• [WHAT THE TASK ASKS]: The lines from the top of the data down to the line with "matthewmascord, line 22: Probably" should be repeated exactly, both ends included.

Collected data:
----------------------------------------

PR #77, opened 2021-05-24
PLATUI-1123 Add timeline component

natcarey:


src/main/scala/uk/gov/hmrc/hmrcfrontend/views/Aliases.scala
```diff
@@ -101,6 +101,9 @@ trait Aliases {
 
   type AddToAList = viewmodels.addtoalist.AddToAList
   val AddToAList = viewmodels.addtoalist.AddToAList
+
+  type Timeline = viewmodels.timeline.Timeline
```
matthewmascord, line 105: Do we need an alias for Event too?

src/main/twirl/uk/gov/hmrc/hmrcfrontend/views/components/hmrcTimeline.scala.html
```diff
@@ -0,0 +1,33 @@
...
+ * See the License for the specific language governing permissions and
+ * limitations under the License.
+ *@
+
+@import uk.gov.hmrc.hmrcfrontend.views.viewmodels.timeline.Timeline
+
+@this()
+
+@(params: Timeline)(implicit messages: Messages)
+@import params._
```
matthewmascord, line 22: Probably worth enforcing mandatory parameters like here: https://github.com/hmrc/play-frontend-hmrc/blob/7bc0366ad080c1c24be2d6aa328721e186e8f61d/src/main/twirl/uk/gov/hmrc/hmrcfrontend/views/components/hmrcCharacterCount.scala.html#L29

natcarey: I'm not sure what we'd test for there, `headingLevel` has a default, `events` defaults to an empty sequence.  The `Event` requires a `title`, `time` and `content` with an optional `datetime`.

src/main/scala/uk/gov/hmrc/hmrcfrontend/views/viewmodels/timeline/Event.scala
```diff
@@ -0,0 +1,30 @@
...
+ * See the License for the specific language governing permissions and
+ * limitations under the License.
+ */
+
+package uk.gov.hmrc.hmrcfrontend.views.viewmodels.timeline
+
+import play.api.libs.json.{Json, OFormat}
+
+case class Event(
+  title: String,
```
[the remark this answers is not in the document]
natcarey: I don't think there is a logical default value that we'd want in production - if we want a value to test with I'd suggest we add one when we test rather that writing one which will hit production.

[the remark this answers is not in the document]
natcarey: I don't see defaults in the `addToAList` e.g.

```
case class ListItem(
  name: String,
  changeUrl: String,
  removeUrl: String
)
```

src/main/scala/uk/gov/hmrc/hmrcfrontend/views/Aliases.scala
natcarey: Updated here https://github.com/hmrc/play-frontend-hmrc/pull/77/commits/ea82f4b7c81cccaede4d1d55f2701f17e7893337

matthewmascord (approved):

oscarduignan (approved):
looks good to me!

PR #80, opened 2021-05-27
Outputting markup as required

natcarey:
Also fixed test framework issue which incorrectly equates encoded HTML to HTML.


matthewmascord (approved):
Good to be more precise in our testing 👍

PR #93, opened 2021-06-30
PLATUI-1261: Add a RichErrorSummary

matthewmascord:


src/test/scala/uk/gov/hmrc/hmrcfrontend/views/helpers/hmrcScriptsSpec.scala
```diff
@@ -38,11 +38,12 @@ class hmrcScriptsSpec
   "hmrcScripts" should {
     "include the hmrc-frontend script tag" in {
       val hmrcScripts = app.injector.instanceOf[HmrcScripts]
+      hmrcfrontend.RoutesPrefix.setPrefix("/foo-service/hmrc-frontend")
       val scripts     = hmrcScripts().select("script")
 
       scripts                   should have size 1
       scripts.first.attr("src") should fullyMatch regex
-        """/assets/hmrc-frontend-\d+.\d+.\d+.min.js""".r
+        """/foo-service/hmrc-frontend/assets/hmrc-frontend-\d+.\d+.\d+.min.js""".r
```
oscarduignan, line 46: @matthewmascord just to check, is this change intentional or part of something else?

matthewmascord: There is a race condition around this because the reverse router is statically initialised and it was failing locally. So this forces it to have a certain value.

JoPintoPaul (dismissed):

src/main/scala/uk/gov/hmrc/hmrcfrontend/views/Implicits.scala
```diff
@@ -223,6 +223,58 @@ trait Implicits {
...
+    *
+    * For example:
+    * {{{
+    *   @govukErrorSummary(ErrorSummary().withFormTextErrors(dateInputForm, mapping = Map("date" -> "date.day")))
+    * }}}
+    */
+  implicit class RichErrorSummary[T](errorSummary: ErrorSummary)(implicit val messages: Messages) {
+    import uk.gov.hmrc.govukfrontend.views.Implicits.RichFormErrors
+
+    def withFormHtmlErrors(form: Form[T]): ErrorSummary =
```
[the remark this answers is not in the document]
matthewmascord: What about `withFormErrorsAsText` and `withFormErrorsAsHtml`?

oscarduignan (approved):

PR #1469, opened 2018-04-03
Faster hashing v2

SubJunk:


SubJunk:
I propose to merge this branch to `master`, which is equivalent to using method 1 from the BenchMark class. Then when #1372 is merged it should make the minor switch to using method 2, since that branch already includes all of the refactoring to use `Path` instead of `File`. I attempted to merge that stuff into this branch but it's hard to do because of the extent of the refactoring, which is fine. Method 1 is still a good improvement.

@Nadahar @valib if you agree please approve this PR, and if you want to merge it make sure to use the merge with squash button to hide my sloppy commit history ;)

Nadahar:
I was planning to cherrypick it into #1372. Isn't that a better route, so that we can test with this as well?

SubJunk:
Yes that would be good

PR #1471, opened 2018-04-05
Delete Roku-TV8.conf during UMS unistalling

valib:
We forgot to add the new .conf to the setup.nsi to be deleted during the UMS uninstalling.


valib:
@Nadahar can you merge it?

PR #1474, opened 2018-04-07
Fix bug with JPEG_LRG profile check

Nadahar:
I've made a little typo in the ```JPEG_LRG``` evaluation so that support for ```PNG_LRG``` is checked. That means that renderers that doesn't support ```PNG_LRG``` won't be offered ```JPEG_LRG```.

This originates from [this thread](http://www.universalmediaserver.com/forum/viewtopic.php?f=9&t=11617&start=20). Testing has been done by both my and the affected user, and the error is quite obvious. Thus, I don't think any further testing is needed.


Nadahar:
@valib Thanks

PR #1481, opened 2018-04-09
Test prettifier

Nadahar:
This is 6.8.0 (d4e30cd0a93fe457a8ecaef6069c87522657c26b) pluss the test added in #1372 that "works in master". It's very strange to me that if also seems to fail on this "master code". 

@SubJunk Do you have an explanation how this can also fail here, since it, in your view as a *user*, is a bug in #1372?

### DIFF
--- a/src/test/java/net/pms/util/FileUtilTest.java
+++ b/src/test/java/net/pms/util/FileUtilTest.java
@@ -122,6 +122,7 @@ public class FileUtilTest {
 
 		// Video of a movie
 		assertThat(FileUtil.getFileNamePrettified("Universal.Media.Server.2015.720p.mkv", null)).isEqualTo("Universal Media Server (2015)");
+		assertThat(FileUtil.getFileNamePrettified("Universal_Media_Server_(2015)_[720p,BluRay,flac,x264]_-_FANSUBBERS.mkv", null)).isEqualTo("Universal Media Server (2015)");
 
 		// Video of a special edition of a movie
 		assertThat(FileUtil.getFileNamePrettified("Universal.Media.Server.Special.Edition.2015.720p.mkv", null)).isEqualTo("Universal Media Server (2015) (Special Edition)");


SubJunk:
This isn't `master`. See https://github.com/UniversalMediaServer/UniversalMediaServer/commit/d9d1ee008625d6ee53689a4e30a1631e5c9bad07#diff-ffb022ec9a3337993c5917459df75a74R125 and its corresponding passing build https://travis-ci.org/UniversalMediaServer/UniversalMediaServer/builds/363968449

Nadahar:
@SubJunk This is master the last time #1372 was synced with it. If this bug is fixed since then in master, it will be resolved when #1372 is updated to use the new master. The bug still has nothing to do with #1372. What exactly is your point? I only ever said that it's not related to #1372, which is still the case.

SubJunk:
It's bad enough that I already have to restore and backup different versions of the UMS profiles because that branch is so far behind master, now I have to go back and figure out which bugs may have been inadvertently fixed as master and 7.0.0 went along for the last 1 1/2 years? No I just won't do more testing until your branch is synchronized with master. It can't be merged before that happens and I would always want to do that anyway to guard against unanticipated merge conflicts so it doesn't affect anything.

Nadahar:
@SubJunk I see that you stick with your line of manipulating the truth. This PR was up to date with master until you merged #942 on January 23, and you know that very well. How long you've been working on #942 is hardly relevant.

Since the merge, master has serious issues (that I've repeatedly pointed out before the merge) as I see it. The fact that these still haven't been addressed as of April 9 isn't my responsibility or fault. You can argue that it's  "too long" all you want, it's not up to me.

The fact that you do as you do now, tries to blame somebody else for your own bugs, is exactly why I don't want to synchronize it until the problems in master is addressed. I know from experience that it's highly likely that you will try to blame something I did on a problem that is really a consequence of #942 as soon as the code is mixed. I'm done with that.

SubJunk:
You aren't getting blamed for the bug that was fixed potentially over a year ago, that's paranoia. You are getting blamed for taking months to get your branch up to date with master but whatever, if you don't want your branch merged with master I can just cherrypick the parts I want into there to move things along.

SubJunk:
The bug is in your branch because it has since been fixed in master. The bug wasn't caused by you but it exists in your branch. I don't know how to be more clear about that.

----------------------------------------

• [ANSWER]:
PR #77, opened 2021-05-24
PLATUI-1123 Add timeline component

natcarey:


src/main/scala/uk/gov/hmrc/hmrcfrontend/views/Aliases.scala
```diff
@@ -101,6 +101,9 @@ trait Aliases {
 
   type AddToAList = viewmodels.addtoalist.AddToAList
   val AddToAList = viewmodels.addtoalist.AddToAList
+
+  type Timeline = viewmodels.timeline.Timeline
```
matthewmascord, line 105: Do we need an alias for Event too?

src/main/twirl/uk/gov/hmrc/hmrcfrontend/views/components/hmrcTimeline.scala.html
```diff
@@ -0,0 +1,33 @@
...
+ * See the License for the specific language governing permissions and
+ * limitations under the License.
+ *@
+
+@import uk.gov.hmrc.hmrcfrontend.views.viewmodels.timeline.Timeline
+
+@this()
+
+@(params: Timeline)(implicit messages: Messages)
+@import params._
```
matthewmascord, line 22: Probably worth enforcing mandatory parameters like here: https://github.com/hmrc/play-frontend-hmrc/blob/7bc0366ad080c1c24be2d6aa328721e186e8f61d/src/main/twirl/uk/gov/hmrc/hmrcfrontend/views/components/hmrcCharacterCount.scala.html#L29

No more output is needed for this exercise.